First English-like data processing language

FLOW-MATIC, originally known as B-0 (Business Language version 0), was the first English-like data processing language. It was developed for the UNIVAC I at Remington Rand under Grace Hopper from 1955 to 1959, and helped shape the development of COBOL.

== Development ==
Hopper had found that business data processing customers were uncomfortable with mathematical notation:

I used to be a mathematics professor. At that time I found there were a certain number of students who could not learn mathematics. I then was charged with the job of making it easy for businessmen to use our computers. I found it was not a question of whether they could learn mathematics or not, but whether they would. […] They said, 'Throw those symbols out—I do not know what they mean, I have not time to learn symbols.' I suggest a reply to those who would like data processing people to use mathematical symbols that they make the first attempt to teach those symbols to vice-presidents or a colonel or admiral. I assure you that I tried it.
 In late 1953, she proposed that data processing problems should be expressed using English keywords, but Rand management considered the idea unfeasible. In early 1955, she and her team wrote a specification for such a programming language and implemented a prototype. The FLOW-MATIC compiler became publicly available in early 1958 and was substantially complete in 1959.

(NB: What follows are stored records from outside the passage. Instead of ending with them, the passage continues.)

PR #298, opened 2022-10-21
ROU-3885: Fix getTime bug when the date is in string format

OS-giulianasilva:
This PR is for fix the bug when changing the value of a Date Column that initially has a DateTime type data assigned to it. Same issue was also happening when calling GetChangedRosw action.

### What was happening
* When passing DateTime attributes in a Date column and vice versa, we were getting the error `date.getTime() is not a function`.
* The GetChangedRows action was not returning the changed rows when the Datetime column with a date attribute gad it values changed.

### What was done
* Inserted an assertion that check if the value that comes from a Date and DateTime columns is a string. If it is, so we convert it to a Date format.

### Test Steps
1. Go to test page.
2. Open the Dev Tools console tab
3. Change the date of the first column
4. Check that no error has appeared in the console
5. Click in GetChangedRows button
6. Check if the new value for that columns was the expected
7. Repeat it for the other columns
Note: GetChangedRows returns the server Date or DateTime.

### Checklist
* [x] tested locally
* [x] documented the code

### DIFF
--- a/src/OSFramework/DataGrid/Grid/AbstractDataSource.ts
+++ b/src/OSFramework/DataGrid/Grid/AbstractDataSource.ts
@@ -119,12 +119,7 @@ namespace OSFramework.DataGrid.Grid {
                     (columnsType.get(key) === 'Date' || dateColumns.has(key)) &&
                     object[key]
                 ) {
-                    const dt = object[key] as Date;
-                    object[key] = new Date(
-                        dt.getTime() - dt.getTimezoneOffset() * 60000
-                    )
-                        .toISOString()
-                        .substring(0, 10);
+                    object[key] = OSFramework.DataGrid.Helper.ToOSDate(object[key])
                 }
             });
         };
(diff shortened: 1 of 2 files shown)


src/OSFramework/DataGrid/Grid/AbstractDataSource.ts
```diff
@@ -119,12 +119,7 @@ namespace OSFramework.DataGrid.Grid {
                     (columnsType.get(key) === 'Date' || dateColumns.has(key)) &&
                     object[key]
                 ) {
-                    const dt = object[key] as Date;
-                    object[key] = new Date(
-                        dt.getTime() - dt.getTimezoneOffset() * 60000
-                    )
-                        .toISOString()
-                        .substring(0, 10);
+                    object[key] = DataGrid.Helper.ToOSDate(object[key]);
```
JoaoFerreira-FrontEnd, line 122: It will result with dates that aren't on the same timezone has the server?

BenOsodrac (approved):

JoaoFerreira-FrontEnd (approved):

PR #300, opened 2022-11-11
ROU-3936: Fix GetChangedLines not working when not on the first page

OS-giulianasilva:
This PR is for fix the issue with the GetChangedLines returning an empty array when not in the first page, even with edited lines in the page, and when filter and sort were applied.

### What was happening
* In src\Providers\DataGrid\Wijmo\Grid\ProviderDataSource.ts:
   * In _getDirtyEditedItems():
       * itemsSource.sourceCollection.findIndex() returns the index based on all data, not only in the current view.
       * isRowDirty() method was returning false when the rowIndex >= number of rows in the view, because the _hasMetadata inside the _isDirtyRow() method only validates the metadata of the rows in the current view.

### What was done
* Because of other issues found during the development of this task, it was necessary to rollback a previous fix related to GetChangedLines (ROU-3592). As a consequence, the bug that the fix solved, is happening again but in a different way.
  * In ProviderDataSource.ts:
     * In getChanges method:
       * The editedLinesJSON is now using the itemsource.itemsEdited from Wijmo again.
       * The isGridDirty validation was removed, so the GetChangedLines return the editedLines even when the view is not dirty.
  * In ValidationMark.ts:
    * In build method:
      * Added new handler to the cellEditEnding event.
      * The handler prevents changes from null to "" to be considered an effective change.
      * It partially fix the ROU-3592 (it still occurs in a very specific case related to calculated columns).
 
### Test Steps
- Test 1:
  1. Go to APIData test page.
  2. Edit any row in the second page of the grid.
  3. Go back to the first page.
  4. Click on GetChangedLines button.
  Expected: The displayed message shows the edited lines.
  5. Edit any row in the first page of the grid.
  6. Click on GetChangedLines button.
  Expected: The displayed message shows all the edited lines.

### Checklist
* [x] tested locally
* [x] documented the code

### DIFF
--- a/src/Providers/DataGrid/Wijmo/Features/ValidationMark.ts
+++ b/src/Providers/DataGrid/Wijmo/Features/ValidationMark.ts
@@ -35,16 +35,17 @@ namespace Providers.DataGrid.Wijmo.Feature {
         /**
          * Handler for the CellEditEnding.
          */
-        private _cellEditBeforeEndingHandler( s: wijmo.grid.FlexGrid,
+        private _cellEditBeforeEndingHandler(
+            s: wijmo.grid.FlexGrid,
             e: wijmo.grid.CellRangeEventArgs
         ): void {
             // get old and new values
-             let oldVal = s.getCellData(e.row, e.col, false) ?? '',
-                 newVal = s.activeEditor.value ?? '';
-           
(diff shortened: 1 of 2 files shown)


joselrio (approved):
💪

bmarcelino-fe (approved):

== Innovations and influence ==
The Laning and Zierler system was the first programming language to parse algebraic formulae. When Hopper became aware of that language in 1954, it altered the trajectory of her work. FLOW-MATIC was the first programming language to express operations using English-like statements instead of symbols that have no meaning. It was also the first system to distinctly separate the description of data from the operations on it. Its data definition language, unlike its executable statements, was not English-like; rather, data structures were defined by filling in pre-printed forms.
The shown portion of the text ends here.